South Africa’s long road to economic growth
About a 10th of the targeted measures South Africa requires to tackle anemic economic growth have been fully implemented over the past 18 months, a new tracker showed.
The gauge, developed by research firm Krutham for Business Leadership South Africa, reflects a “good news” story, with 26 reform deliverables reported as complete out of about 240 that were required, the lobby group’s Chief Executive Officer, Busi Mavuso, said in a foreword to the Reform Momentum Indicator.
“We were very deliberate, we were very intentional as the business community that for us to have a step change in our economy, we need to implement reforms,” Mavuso told a briefing on the tracker in Johannesburg on Thursday.
“This is going to be an important intervention to ensure that we grow our economy and so that we can attract the much-needed investment.”
Africa’s largest economy has expanded by less than 1% a year for more than a decade, constrained by graft, underinvestment in infrastructure, logistics snarls, and insufficient energy supply.
President Cyril Ramaphosa has previously estimated that the country needs as much as R1.6 trillion in public-sector infrastructure investment and a further R3.2 trillion from the private sector by 2030.
The tracker in part assesses the work done by Operation Vulindlela, a unit within the presidency Ramaphosa set up in October 2020 to fast track reforms to fire up the economy.
In May, Ramaphosa unveiled a second phase of the program that is focused on overhauling dysfunctional municipalities, driving the adoption of digital technologies and addressing apartheid-era spatial planning.
The “tracker will strengthen the culture of delivery that we need to embed into government,” Deputy Finance Minister Ashor Sarupen said.
“The reforms that we are working on now will define our economic trajectory in the next 10 to 15 years.”
The quarterly index seeks to track and compare progress in various areas including economic management, governance and the criminal-justice sector. It also indicated that progress had been made in easing energy and logistics constraints.
BLSA said more work still needs to be done.

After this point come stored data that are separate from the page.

PR #2115, opened 2026-04-17
AR-4535

imtithalhalalo:
- in Semi Finished Item field in header, after save, we cannot edit the field, its disabled (allow edit)
- add Production Line field in header, will be filled automatically when selecting the Job Order
- Average Weight field make it 3 decimals
- in grid:
           - add new column To Site, at the end of the grid, mandatory
- to add 2 new fields (From Semi Finished Site and To Finished Goods Site)

### DIFF
--- a/packages/module-manufacturing/src/pages/mf-jo-wizard/Forms/JobOrderWizardForm.js
+++ b/packages/module-manufacturing/src/pages/mf-jo-wizard/Forms/JobOrderWizardForm.js
@@ -103,7 +103,8 @@ export default function JobOrderWizardForm({ labels, access, recordId }) {
             sku: yup.string().required(),
             issued: yup.number().required(),
             returned: yup.number().required(),
-            consumed: yup.number().required()
+            consumed: yup.number().required(),
+            toSiteId: yup.number().required(),
           })
         )
         .required()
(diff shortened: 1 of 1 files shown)


Ghinwa-Arab:
image

production line fills from the job order, should it be readOnly or editable like it's so the user can change the value?

packages/module-manufacturing/src/pages/mf-jo-wizard/Forms/JobOrderWizardForm.js
```diff
@@ -82,7 +82,9 @@ export default function JobOrderWizardForm({ labels, access, recordId }) {
           issued: 0,
           returned: 0,
           consumed: 0,
-          seqNo: 1
+          seqNo: 1,
+          siteId: null,
+          siteName: ''
```
Ghinwa-Arab: siteName not necessary to be added in initial values

packages/module-manufacturing/src/pages/mf-jo-wizard/Forms/JobOrderWizardForm.js
```diff
@@ -582,6 +591,84 @@ export default function JobOrderWizardForm({ labels, access, recordId }) {
...
+                }}
+                error={formik.touched.header?.lineId && Boolean(formik.errors.header?.lineId)}
+              />
+            </Grid>
+            <Grid item xs={4}>
+              <ResourceComboBox
+                endpointId={ManufacturingRepository.ProductionShifts.qry}
+                name='header.shiftId'
+                label={labels.shift}
+                maxAccess={access}
```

“South Africa is in a situation where, despite a still healthy appetite from the private sector to develop renewable-energy power plants, there is insufficient transmission capacity to accommodate the demand,” the lobby group said.
About 14,000 kilometres of new transmission lines are needed to expand grid capacity, and the National Transmission Company South Africa has announced plans to spend R112 billion over five years to connect as much as 30 gigawatts of generation capacity, it added.
In the transport and logistics sector, “implementation remains patchy, with institutional progress overshadowed by persistent operational failures that continue to constrain exports and economic growth,” BLSA said.